Stored items:
PR #3434, opened 2023-09-18
[CALCITE-6013] RelBuilder should simplify plan by pruning unused measures

tanclary:
…truction

### DIFF
--- a/core/src/test/java/org/apache/calcite/test/SqlToRelConverterTest.java
+++ b/core/src/test/java/org/apache/calcite/test/SqlToRelConverterTest.java
@@ -4691,6 +4691,23 @@ class SqlToRelConverterTest extends SqlToRelTestBase {
   }
 
   /** Test case for:
+   * <a href="https://issues.apache.org/jira/browse/CALCITE-6013">[CALCITE-6013]
+   * Unnecessary measures added as projects during rel construction</a>.
+   */
+  @Test void testAvoidUnnecessaryMeasureProject() {
+    final String sql = "select deptno\n"
+        + "from empm\n"
+        + "group by deptno";
+    fixture()
+        .withFactory(c ->
+            c.withOperatorTable(t ->
+                SqlValidatorTest.operatorTableFor(SqlLibrary.CALCITE)))
+        .withCatalogReader(MockCatalogReaderExtended::create)
+        .withSql(sql)
+        .ok();
+  }
+
+  /** Test case for:
    * <a href="https://issues.apache.org/jira/browse/CALCITE-3310">[CALCITE-3310]
    * Approximate and exact aggregate calls are recognized as the same
    * during sql-to-rel conversion</a>.
--- a/core/src/test/resources/org/apache/calcite/test/SqlToRelConverterTest.xml
+++ b/core/src/test/resources/org/apache/calcite/test/SqlToRelConverterTest.xml
@@ -524,6 +524,20 @@ LogicalProject(EXPR$0=[ITEM(ITEM($3, 1).DETAIL.SKILLS, +(2, 3)).DESC])
 ]]>
     </Resource>
   </TestCase>
+  <TestCase name="testAvoidUnnecessaryMeasureProject">
+    <Resource name="sql">
+      <![CDATA[select deptno
+from empm
+group by deptno]]>
+    </Resource>
+    <Resource name="plan">
+      <![CDATA[
+LogicalAggregate(group=[{0}])
+  LogicalProject(DEPTNO=[$7])
+    LogicalTableScan(table=[[CATALOG, SALES, EMPM]])
+]]>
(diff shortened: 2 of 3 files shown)


core/src/test/java/org/apache/calcite/test/SqlToRelConverterTest.java
```diff
@@ -4689,6 +4689,23 @@ void checkUserDefinedOrderByOver(NullCollation nullCollation) {
...
+  
+  /** Test case for:
+   * <a href="https://issues.apache.org/jira/browse/CALCITE-6013">[CALCITE-6013]
+   * Unnecessary measures added as projects during rel construction</a>.
+   */  
+    @Test void testAvoidUnnecessaryMeasureProject() {
+    final String sql = "select deptno\n"
+        + "from empm\n"
+        + "group by deptno";
+    fixture()
```
tanclary, line 4701: for context I added this so the mock table w/ measure columns gets used

core/src/test/resources/org/apache/calcite/test/SqlToRelConverterTest.xml
```diff
@@ -4502,7 +4516,7 @@ group by deptno]]>
     <Resource name="plan">
       <![CDATA[
 LogicalAggregate(group=[{0}], C=[AGGREGATE($1)])
-  LogicalProject(DEPTNO=[$7], COUNT_PLUS_100=[$9], COUNT_TIMES_100=[$10])
+  LogicalProject(DEPTNO=[$7], COUNT_PLUS_100=[$9])
```
mihaibudiu, line 4519: why is there a count?

tanclary: I might be misunderstanding your question but there is a count in the original query (see new line 4512: `select deptno, aggregate(count_plus_100) as c`)

mihaibudiu: Thanks, I misread the diff file.

tanclary: No worries, appreciate you taking a look!

core/src/test/java/org/apache/calcite/test/SqlToRelConverterTest.java
```diff
@@ -4690,6 +4690,23 @@ void checkUserDefinedOrderByOver(NullCollation nullCollation) {
...
   }
 
+  /** Test case for:
+   * <a href="https://issues.apache.org/jira/browse/CALCITE-6013">[CALCITE-6013]
+   * Unnecessary measures added as projects during rel construction</a>.
+   */
+  @Test void testAvoidUnnecessaryMeasureProject() {
+    final String sql = "select deptno\n"
+        + "from empm\n"
+        + "group by deptno";
```
tjbanghart, line 4700: The `GROUP BY` is needed here to trigger the bug correct? Otherwise `createAggImpl` is not called?

Are we certain this issue only impacted aggregate queries?

tanclary: Yeah that is my understanding. As a quick test I removed the `GROUP BY` and put the offending lines back in `SqlToRelConverter`. No error.

tjbanghart (approved):

julianhyde:
The jira summary (commit message) seems to describe the solution rather than the problem. Is 'GROUP BY query on a table with measures gives error xxx' a better description?

Once you have described the problem in the commit message, you easily then describe where the bug was (in this case I guess SqlToRelConverter).

Actually, reading the jira case now, it looks like there is no error, just a plan different than you expected. We should discuss in jira whether this is even a bug. Pruning is often better deferred.

tanclary:
@julianhyde I think the commit message does describe the problem which is that the projects are populated with all measures while only "relevant" grouped exprs are added. What do you think?

julianhyde:
I agree that 's the 'problem' at the code level, but it doesn't describe the symptoms that most people are likely to experience. The commit message should talk about the symptoms because that allows as many people as possible to find it.

Often, describing the features of a SQL query ('Query with LIMIT and no ORDER BY throws NullPointerException') is the way to go. In the first line of the commit message you can describe what's going on in the code that causes those symptoms.

tanclary:
Is this message better @julianhyde ? I am having some trouble describing it since in most instances it doesn't result in an actual error.

julianhyde:
I agree this one isn't a bug visible to the SQL user. How about 'RelBuilder should prune unused measures'.

And add a justification in the commit message or a code comment that it doesn't affect correctness, just simplifies planning process. The word 'should' conveys a lot of meaning.

+1 to merge the PR with whatever message you choose.

PR #3435, opened 2023-09-21
[CALCITE-6015] AssertionError during optimization of EXTRACT expression

mihaibudiu:
While attempting to fix the bug described in the issue I have discovered that many cases for EXTRACT are actually not implemented. So I implemented most of them, and I have improved the validation as well; the case indicated in the JIRA issue will now be rejected statically.

There is one case for EXTRACT which I haven't implemented: `EXTRACT(EPOCH FROM INTERVAL '...' YEAR TO MONTH)` because I wasn't sure how to properly use the convertlets to do it. Help would be appreciated.

This PR also makes some unexpected tiny changes in SqlValidatorImpl and SqlCall, so I would appreciate comments from people who are more knowledgeable.

### DIFF
--- a/core/src/main/java/org/apache/calcite/sql/SqlCall.java
+++ b/core/src/main/java/org/apache/calcite/sql/SqlCall.java
@@ -191,7 +191,7 @@ public abstract class SqlCall extends SqlNode {
    * Returns a string describing the actual argument types of a call, e.g.
    * "SUBSTR(VARCHAR(12), NUMBER(3,2), INTEGER)".
    */
-  protected String getCallSignature(
+  public String getCallSignature(
       SqlValidator validator,
       @Nullable SqlValidatorScope scope) {
     List<String> signatureList = new ArrayList<>();
--- a/core/src/main/java/org/apache/calcite/sql/fun/SqlExtractFunction.java
+++ b/core/src/main/java/org/apache/calcite/sql/fun/SqlExtractFunction.java
@@ -17,6 +17,7 @@
 package org.apache.calcite.sql.fun;
 
 import org.apache.calcite.avatica.util.TimeUnitRange;
+import org.apache.calcite.rel.type.RelDataType;
 import org.apache.calcite.sql.SqlCall;
 import org.apache.calcite.sql.SqlFunction;
 import org.apache.calcite.sql.SqlFunctionCategory;
@@ -26,12 +27,16 @@ import org.apache.calcite.sql.SqlOperatorBinding;
 import org.apache.calcite.sql.SqlWriter;
 import org.apache.calcite.sql.type.OperandTypes;
 import org.apache.calcite.sql.type.ReturnTypes;
+import org.apache.calcite.sql.type.SqlTypeName;
 import org.apache.calcite.sql.validate.SqlMonotonicity;
 import org.apache.calcite.sql.validate.SqlValidator;
 import org.apache.calcite.sql.validate.SqlValidatorScope;
 import org.apache.calcite.util.Util;
 
+import com.google.common.collect.ImmutableSet;
+
 import static org.apache.calcite.sql.validate.SqlNonNullableAccessors.getOperandLiteralValueOrThrow;
+import static org.apache.calcite.util.Static.RESOURCE;
 
 /**
  * The SQL <code>EXTRACT</code> operator. Extracts a specified field value from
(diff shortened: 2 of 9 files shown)


mihaibudiu:
This PR implements several instances of the EXTRACT function which weren't supported. I would appreciate a review.

mihaibudiu:
Can anyone please review this PR?

core/src/main/java/org/apache/calcite/sql/fun/SqlExtractFunction.java
```diff
@@ -83,8 +88,102 @@ public SqlExtractFunction(String name) {
...
+          .add(SqlTypeName.TIMESTAMP_WITH_LOCAL_TIME_ZONE)
+          .addAll(SqlTypeName.YEAR_INTERVAL_TYPES)
+          .build()
+          .contains(typeName);
+      break;
+    case WEEK:
+    case DOW:
+    case ISODOW:
+    case DOY:
+      legal = new ImmutableList.Builder<SqlTypeName>()
```
snuyanzin, line 122: should we extract the result of the builder here and others into constants (may be sets instead of lists) to avoid building it each time we come here?

core/src/main/java/org/apache/calcite/sql/SqlCall.java
```diff
@@ -191,7 +191,7 @@ public int operandCount() {
    * Returns a string describing the actual argument types of a call, e.g.
    * "SUBSTR(VARCHAR(12), NUMBER(3,2), INTEGER)".
    */
-  protected String getCallSignature(
+  public String getCallSignature(
```
rubenada, line 194: This change on method visibility, although minor, should be considered a breaking change and IMO mentioned briefly on the RN: any downstream project that had overridden it as `protected` would have a compilation issue with the new version, and would need to adjust their code to override it as `public`.

mihaibudiu: what should I do about it?

rubenada: Usually in these cases, to make sure the Release Manager won't forget about it, what we do is editing the `history.md`: in that file, at the top, there is the "skeleton" with the sections of the next release (commented out), you could add a point in there in the "breaking changes" section mentioning this.

mihaibudiu: I have added this to history.md. Thank you for pointing this out.

core/src/main/java/org/apache/calcite/sql/fun/SqlExtractFunction.java
mihaibudiu: I am now using static fields for these constant lists.

rubenada: Why not using sets as @snuyanzin suggested?

site/_docs/history.md
```diff
@@ -57,6 +57,9 @@ other software versions as specified in gradle.properties.
 #### Bug-fixes, API changes and minor enhancements
 {: #fixes-1-37-0}
 
+* The visibility of the method SqlCall.getCallSignature has been converted
```
rubenada, line 60: Thanks for including this. I'd suggest to give a bit more info, e.g. something a long the lines:

In the context of  [<a href="https://issues.apache.org/jira/browse/CALCITE-6015">CALCITE-6015</a>] the visibility of the method `SqlCall.getCallSignature` has been converted from `protected` to `public`, so any subclass overriding it might need to be adjusted accordingly.

mihaibudiu: @rubenada changed List to Set and updated the history file.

Task
All that is wanted is the stretch of lines above from the one containing "public abstract class" through the one containing "List<String> signatureList = new", duplicated exactly.

Response
@@ -191,7 +191,7 @@ public abstract class SqlCall extends SqlNode {
    * Returns a string describing the actual argument types of a call, e.g.
    * "SUBSTR(VARCHAR(12), NUMBER(3,2), INTEGER)".
    */
-  protected String getCallSignature(
+  public String getCallSignature(
       SqlValidator validator,
       @Nullable SqlValidatorScope scope) {
     List<String> signatureList = new ArrayList<>();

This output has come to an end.